Maybe if he’d found the words to explain that to Allie . . . but he didn’t quite understand it himself. Besides, he’d been young and afraid she’d talk him out of his decision—it wouldn’t have taken much. One look into those brown eyes, and he would’ve been a goner. So he just kind of let the relationship drift away.

He’d thought things would return to normal when he finished college and moved back home. But Allie was furious. She hid her anger around her family. But when he caught her alone, she responded with withering looks and stubborn silence. When he went out onto his deck, she went back inside. When he ran into her at the Mellow Mug, she took his order as if he were a stranger—and he was pretty sure she’d done something to his drink.

His attempts to apologize were met with flinty looks and twisted lips.

He’d hurt her, and she was hurting him in return. If only she knew that the breakup had gutted him. That losing her had left a hollow spot inside.
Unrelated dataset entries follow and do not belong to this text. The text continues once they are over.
PR #115, opened 2020-02-04
Bug 1801797: Pod-label support optimizations.

jmencak:
Changes:
  - Remove leftover profiles on node deletions.
  - On clusters with many thousands of pods, the operator can take large
    amounts of memory.  Also, clusters with a lot of "pod churn" (pods
    started/deleted, pod labels changed, ...) can show CPU utilization spikes
    on a node the operator runs.  Disable pod support by default.  While pod
    support is automatically re-enabled when a custom CR with pod label match
    is detected, it is discouraged to use this feature especially in
    large-scale clusters.
  - A pod label matching fix for pods with the same labels as other pods running 
    on the same node.
  - More consistent logging.

### DIFF
--- a/README.md
+++ b/README.md
@@ -42,6 +42,12 @@ overwritten by the operator.  For custom tuning, create your own tuned CRs.
 Newly created CRs will be combined with the default CR and custom tuning
 applied to OpenShift nodes based on node/pod labels and profile priorities.
 
+While in certain situations the support for pod labels can be a convenient
+way of automatically delivering required tuning, this practice is discouraged
+and strongly advised against especially in large-scale clusters.  The default
+tuned CR ships without pod label matching.  If a custom profile is created
+with pod label matching the functionality will be enabled at that time.
+
 
 ## Custom tuning specification
 
--- a/pkg/operator/controller.go
+++ b/pkg/operator/controller.go
@@ -13,6 +13,7 @@ import (
 	"k8s.io/apimachinery/pkg/labels"
 	"k8s.io/apimachinery/pkg/util/wait"
 	kubeinformers "k8s.io/client-go/informers"
+	corev1informers "k8s.io/client-go/informers/core/v1"
 	kubeset "k8s.io/client-go/kubernetes"
 	appsset "k8s.io/client-go/kubernetes/typed/apps/v1"
 	coreset "k8s.io/client-go/kubernetes/typed/core/v1"
@@ -54,6 +55,13 @@ type Controller struct {
 
 	listers *ntoclient.Listers
 	clients *ntoclient.Clients
+
+	pod struct {
+		informerFactory kubeinformers.SharedInformerFactory
+		informer        corev1informers.PodInformer
+		informerEnabled bool
+		stopCh          chan struct{}
+	}
 
 	pc *ProfileCalculator
 }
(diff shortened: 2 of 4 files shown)


jmencak:
@sjug, @ArangoGutierrez PTAL, thanks!

README.md
```diff
@@ -41,6 +41,9 @@ the OpenShift platform and any custom changes to the the default CR will be
 overwritten by the operator.  For custom tuning, create your own tuned CRs.
 Newly created CRs will be combined with the default CR and custom tuning
 applied to OpenShift nodes based on node/pod labels and profile priorities.
+While in certain situations the support for pod labels can be a convenient
+way of automatically delivering required tuning, this practice is discouraged
+and strongly advised against especially in large-scale clusters.
```
sjug: Could you add a note on how to enable pod label support in the doc as well?

pkg/operator/controller.go
```diff
@@ -484,6 +514,31 @@ func (c *Controller) informerEventHandler(workqueueKey wqKey) cache.ResourceEven
...
+
+		c.pod.informer = c.pod.informerFactory.Core().V1().Pods()
+		c.listers.Pods = c.pod.informer.Lister()
+		c.pod.informer.Informer().AddEventHandler(c.informerEventHandler(wqKey{kind: wqKindPod}))
+
+		c.pod.informerFactory.Start(c.pod.stopCh)
+	} else {
+		defer close(c.pod.stopCh)
+		c.pod.stopCh <- struct{}{}
+		c.pc.podLabelsDelete()
```
sjug: Was this used somewhere else in order to make a new method?

pkg/operator/controller.go
```diff
@@ -484,6 +514,31 @@ func (c *Controller) informerEventHandler(workqueueKey wqKey) cache.ResourceEven
...
+
+	if enable {
+		c.pod.stopCh = make(chan struct{})
+		c.pod.informerFactory = kubeinformers.NewSharedInformerFactoryWithOptions(c.clients.Kube, ntoconfig.ResyncPeriod(), kubeinformers.WithNamespace(corev1.NamespaceAll))
+
+		c.pod.informer = c.pod.informerFactory.Core().V1().Pods()
+		c.listers.Pods = c.pod.informer.Lister()
+		c.pod.informer.Informer().AddEventHandler(c.informerEventHandler(wqKey{kind: wqKindPod}))
+
+		c.pod.informerFactory.Start(c.pod.stopCh)
```
sjug: Nice way to stop the `infomerFactory`

pkg/operator/controller.go
```diff
@@ -574,13 +625,12 @@ func (c *Controller) Run(stopCh <-chan struct{}) error {
...
 	configInformerFactory.Start(stopCh)  // ClusterOperator
 	kubeNTOInformerFactory.Start(stopCh) // DaemonSet
-	kubeInformerFactory.Start(stopCh)    // Pod/Node
+	kubeInformerFactory.Start(stopCh)    // Node
 	tunedInformerFactory.Start(stopCh)   // Tuned/Profile
 
 	// Wait for the caches to be synced before starting worker(s)
 	klog.Info("waiting for informer caches to sync")
 	ok := cache.WaitForCacheSync(stopCh,
-		podInformer.Informer().HasSynced,
```
sjug: Do we still wait for the podInformer cache sync if the pod labels are enabled?

README.md
jmencak: Thank you, will add.

pkg/operator/controller.go
jmencak: We do not at the moment.  We can, however, the question is whether we want to.  On a small cluster I've measured the cache sync wait on enabling the Pod sync to be 0.5-1s.  I cannot think of a good reason to enable it, but there might be one.  Can you think of anything?

sjug: Just wanted to make sure it was still functional as is.

jmencak:
Squashed and pushed.

sjug:
/lgtm

Looks even better than a few minutes ago

PR #119, opened 2020-03-19
Support for MachineConfigs.

jmencak:
Support for MachineConfigs.

Changes:
  - added support for MachineConfig labels in the "recommend:" section
  - augmented Tuned API to publish node's kernel boot parameters
  - tuned patch to rollback bootcmdline settings in containers without grub.cfg
  - consistency changes metaapi -> metav1
  - logging cleanup to show relevant logs to admins for the operator and operand
  - operator cleanup (if/else) statements as suggested by sjug
  - changed "array" to "list" (see yaml terminology) in the README.md and
    documented the new MachineConfig functionality
  - openshift-tuned refactoring and cleanup to:
    * use sharedInformerFactory
    * use caches wherever possible
    * use workqueues for event retries and throttling
    * do a periodic resync
    * compare the profile to be written vs. active data to eliminate unnecessary tuned
      daemon reloads
    * no more global vars (cleanup to use methods vs. functions)

Example usage:

$ oc label node <node-name> node-role.kubernetes.io/worker-rt=
$ oc create -f examples/realtime-mc.yaml
$ oc create -f examples/realtime-mcp.yaml


MarSik:
@jmencak Great, I will take a look. I noticed the PR description uses MachineConfigSelector, that is probably a historical artefact that should be changed to MAchineConfigLabels, right?

jmencak:
> @jmencak Great, I will take a look. I noticed the PR description uses MachineConfigSelector, that is probably a historical artefact that should be changed to MAchineConfigLabels, right?

@MarSik thanks, appreciated.  The code works but still WiP and I'm planning improvements especially to the pruning of unused MCs as it is now can be unnecessarily CPU intensive.  MachineConfigSelector in the PR is only used in an cluster-admin-provisioned MachineConfigPool -- something the cluster administrator would to do create the initial (e.g. `worker-rt`) MachineConfigPool.  So no, it should *not* be changed and works as intended.  MachineConfigLabels are used in the tuned CR in `example/realtime-mc.yaml`.

yanirq:
@jmencak  Can you split the generated and vendored code into different commits so it would be more easy to read ?

yanirq:
We will need to add to e2e tests the coverage needed for these additions.
I wonder if NTO should switch on using Ginko,Gomega for functional tests.

yanirq:
Would it be possible to have additional kernel arguments set in the profile like we did in https://github.com/openshift-kni/performance-addon-operators/pull/133 ?  Doesn't have to be in this PR but adding this question for tracking.

examples/realtime-mc.yaml
```diff
@@ -0,0 +1,21 @@
...
+  namespace: openshift-cluster-node-tuning-operator
+spec:
+  profile:
+  - data: |
+      [main]
+      summary=Custom OpenShift realtime profile
+      include=openshift-node,realtime
+      [variables]
+      # isolated_cores take a list of ranges; e.g. isolated_cores=2,4-7
+      isolated_cores=1
```
yanirq: This will directly utilize https://github.com/redhat-performance/tuned/blob/master/profiles/cpu-partitioning/tuned.conf ?

pkg/operator/controller.go
```diff
@@ -420,39 +478,159 @@ func (c *Controller) syncProfile(tuned *tunedv1.Tuned, nodeName string) error {
...
-	} else {
-		if profile.Spec.Config.TunedProfile == tunedProfileName {
-			klog.V(2).Infof("no need to update Profile %s", nodeName)
+	}
+
+	if mcLabels != nil {
+		// The tuned profile "tunedProfileName" for nodeName matched with MachineConfig
+		// labels set for additional machine configuration.  Sync the operator-created
+		// MachineConfig for MachineConfigPools 'pools'.
+		err := c.syncMachineConfig(getMachineConfigNameForPools(pools), mcLabels, profile.Status.Bootcmdline)
```
yanirq: Is  `profile.Status.Bootcmdline` Represents all tuned kernel arguments that should be added by the mc ? Does it include all argument for the base profiles in use ? (e.g. realtime + network latency arguments)

jmencak:
> @jmencak Can you split the generated and vendored code into different commits so it would be more easy to read ?

I can try to, you insist.  The reason I added vendor dependencies was because I was having dependency issues so I decided to pull in the latest 1.17.1.  I'm actually hoping to change this to 1.18 soon for the 4.5 branch.  Can you not ignore the `/vendor` directory?

jmencak:
> We will need to add to e2e tests the coverage needed for these additions.
> I wonder if NTO should switch on using Ginko,Gomega for functional tests.

I agree that e2e tests need to be added, will add them to this PR.  As for switching to Ginko/Gomega I'm currently not considering the switch.  What would be the benefit?

jmencak:
> Would it be possible to have additional kernel arguments set in the profile like we did in [openshift-kni/performance-addon-operators#133](https://github.com/openshift-kni/performance-addon-operators/pull/133) ? Doesn't have to be in this PR but adding this question for tracking.

Yes, it can be done.  Something like this will work:
```
kind: Tuned
metadata:
  name: openshift-realtime
spec:
  profile:
  - data: |
      [main]
      summary=Custom OpenShift realtime profile
      include=openshift-node,realtime
      [variables]
      # isolated_cores take a list of ranges; e.g. isolated_cores=2,4-7
      isolated_cores=1
      [bootloader]
      cmdline_ocp_realtime=+your_additional_kernel_arguments
    name: openshift-realtime
  recommend:
  - machineConfigLabels:
      machineconfiguration.openshift.io/role: "worker-rt"
    priority: 30
    profile: openshift-realtime
```

examples/realtime-mc.yaml
jmencak: > This will directly utilize https://github.com/redhat-performance/tuned/blob/master/profiles/realtime/tuned.conf?

Yes, see the patch in `/assets/patches/060-realtime.diff`.

pkg/operator/controller.go
jmencak: Yes, it does.

jmencak:
@sjug PTAL

jmencak:
/hold
Waiting for /lgtm from the PSAP team.

jmencak:
@sjug PTAL

sjug:
/lgtm

Great work @jmencak!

Why couldn’t they just try to get back to normal? He missed her rambling excitement over her interest du jour, missed the way she jumped from one topic to another without skipping a beat, missed the way her eyes went to half-moons when she laughed.

But he hadn’t found the words to tell her. And then she’d moved to Atlanta.

Luke still had his surrogate family. He wouldn’t trade them for the world—or apparently for the love of his life, who was currently staring silently out the passenger window due to the many years left on The Grudge.

A terrible, familiar odor filled the car, and he reached for the window crank.

“Ugh. What is that smell?” They were Allie’s first words in two hours.

Luke began rolling down the window.

“Don’t. It might be outside.”

Luke glanced back at Walter, who was sleeping through the outrageous stench. “Oh, it’s definitely not outside.”

Allie gave Walter the stink eye. “That is downright foul.”

“He’s got tummy troubles.”

“Does he have any redeeming qualities?”

“Yes, he bites animal haters.”

“I don’t hate animals—you know I was bitten as a child.” She sniffed, her chin notching upward. “Besides, I’m a volunteer at the zoo, and I do have a pet of my own.”